» The task:
Your answer consists of the lines in the data that contain "patch". Copy each of them.

» Records shown:

PR #442, opened 2020-10-01
Fix ldmsctl crashes when it receives a multiple-record message

nichamon:
Without the fix, ldmsctl reused a single buffer to receive message
records. It assumed that the buffer would be handled before the next
record arrives. The assumption is not always true if a response message
consists of multiple records. The symptom is as if ldmsctl does not
receive some records, resulting in ldmsctl crashes.

### DIFF
--- a/ldms/src/ldmsd/ldmsctl.c
+++ b/ldms/src/ldmsd/ldmsctl.c
@@ -108,8 +108,15 @@ extern int read_history ();
 
 static char *linebuf;
 static size_t linebuf_len;
-static char *buffer;
-static size_t buffer_len;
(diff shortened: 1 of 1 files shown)


nichamon:
@tom95858 @narategithub found this bug by running the ldmsd_interface_msg_boundary.py test in the source tree. The patch passes the test.

nichamon:
@tom95858 @narategithub The last version passes the test script. After I created the pull request, I found some bugs and a leak. I also initially removed the union from the ldmsctl_ctrl because currently we only use ldms_xprt. However, the change to the ldmsctl_ctrl is unrelated to the patch and makes it hard to follow the diff.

» Response to the exercise:
@tom95858 @narategithub found this bug by running the ldmsd_interface_msg_boundary.py test in the source tree. The patch passes the test.
@tom95858 @narategithub The last version passes the test script. After I created the pull request, I found some bugs and a leak. I also initially removed the union from the ldmsctl_ctrl because currently we only use ldms_xprt. However, the change to the ldmsctl_ctrl is unrelated to the patch and makes it hard to follow the diff.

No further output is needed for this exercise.